Reconciliation came a few years later, when she moved from her hometown to Mexico City for college. She majored in communications; her coursework included cultural management, textile studies and postcolonial perspectives on Indigenous resistance.
“That made me see how I could use my reality for a greater good,” she said. “My loom became a means to healing.”
A space to be seen
During her latest workshop, one of Merino’s students who had previously taken another course with her told her classmates that a loom mirrors oneself. The joy and the calmness — as much as the anger and stress, she said — are passed on to the threads.
“I love Xan’s way of teaching because she is very human and patient,” Emilia Freire, a trans woman like Merino, told The Associated Press. “She made me realize that once I had my weaving set up and began to work, everything I carried with me through the week would come out.”

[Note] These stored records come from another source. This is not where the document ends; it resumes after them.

Issue #142, opened 2016-10-13
check_acls() not working correctly


saad-ali:
I followed the instruction to set up security layer. The new security layer check passes. But the ACL check fails:

```
$ ./anago master --nomock
anago: BEGIN main on saadali-dev Wed Oct 12 17:08:05 PDT 2016


────────────────────────────────────────────────────────────────────────────────
CHECK CREDENTIALS
────────────────────────────────────────────────────────────────────────────────

Checking for valid github credentials: OK
Live releases restricted to certain users!


Signal ERR caught!

Traceback (line function script):
171 main ./anago

Exiting...


anago: DONE main on saadali-dev Wed Oct 12 17:08:05 PDT 2016 in 0s
```

As a sanity check, I modified the anago script to print out the `USER` and `ACL_LIST`:
```
Live releases restricted to certain users! USER is saadali ACL_LIST is
djmm|etune|fabioy|filipg|jessfraz|jgrafton|pwittroc|robertbailey|saadali|stclair
```

Looks like something is wrong with this script:
```GO
check_acls () {
  case "$USER" in
    $ACL_LIST) ;;
            *) logecho "Live releases restricted to certain users!"
               return 1
               ;;
  esac
}
```

PR #131, opened 2016-09-30
Remove google specifics.  Fix some minor issues.

david-mcmahon:
cc @timstclair

PR #143, opened 2016-10-13
Fix check_acls in anago

saad-ali:
Previously the `check_acls` was using a `case ... in` to find user in ACL list. That only works if the elements after `in` are a shell array--which they used to be, but the elements were moved into a variable (PR https://github.com/kubernetes/release/pull/131) so they are now evaluated as one big element -- hence the check fails for all users.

Another student, Kristhian Cravioto, said that this was his first backstrap loom workshop. He celebrated finding a safe space for LGBTQ+ people interested in crafts, and also Merino’s defiance against the preconception that men shouldn’t weave.
“This is very important for us dissidents,” said Cravioto, a designer and enthusiast of Mexico’s Indigenous crafts. “To know that no matter whether you are a man or a woman, what you do matters.”
Threads that endure
A traditional backstrap loom is made up of cords, threads and wooden rods assembled into a portable frame. Women often work seated on the ground, with one end of the loom tied to a tree or post and the other secured around their waist. Leaning back and forward, they control the tension of the threads with their bodies, turning movement into a steady rhythm of weaving.
Crafting each piece takes time. Merino often weaves for about a month, eight hours a day, to finish a short “huipil,” a tunic traditionally worn by Indigenous women in Mexico.
Weavers who migrated from their hometowns often employ threads and wood available in the cities where they relocate. But Merino travels back home to procure her raw materials. Among them is a purple dye drawn from a sea snail found along the coast, a resource that has become increasingly difficult to gather as the species declines.
The nostalgia for her hometown never leaves her, but Merino takes comfort in the fact that younger LGBTQ+ people in her community have followed her example and become weavers in San Pedro Jicayán.
“At least five trans women and two men are weaving,” she said. “We have gained visibility through the loom and that’s what this fight has been about.”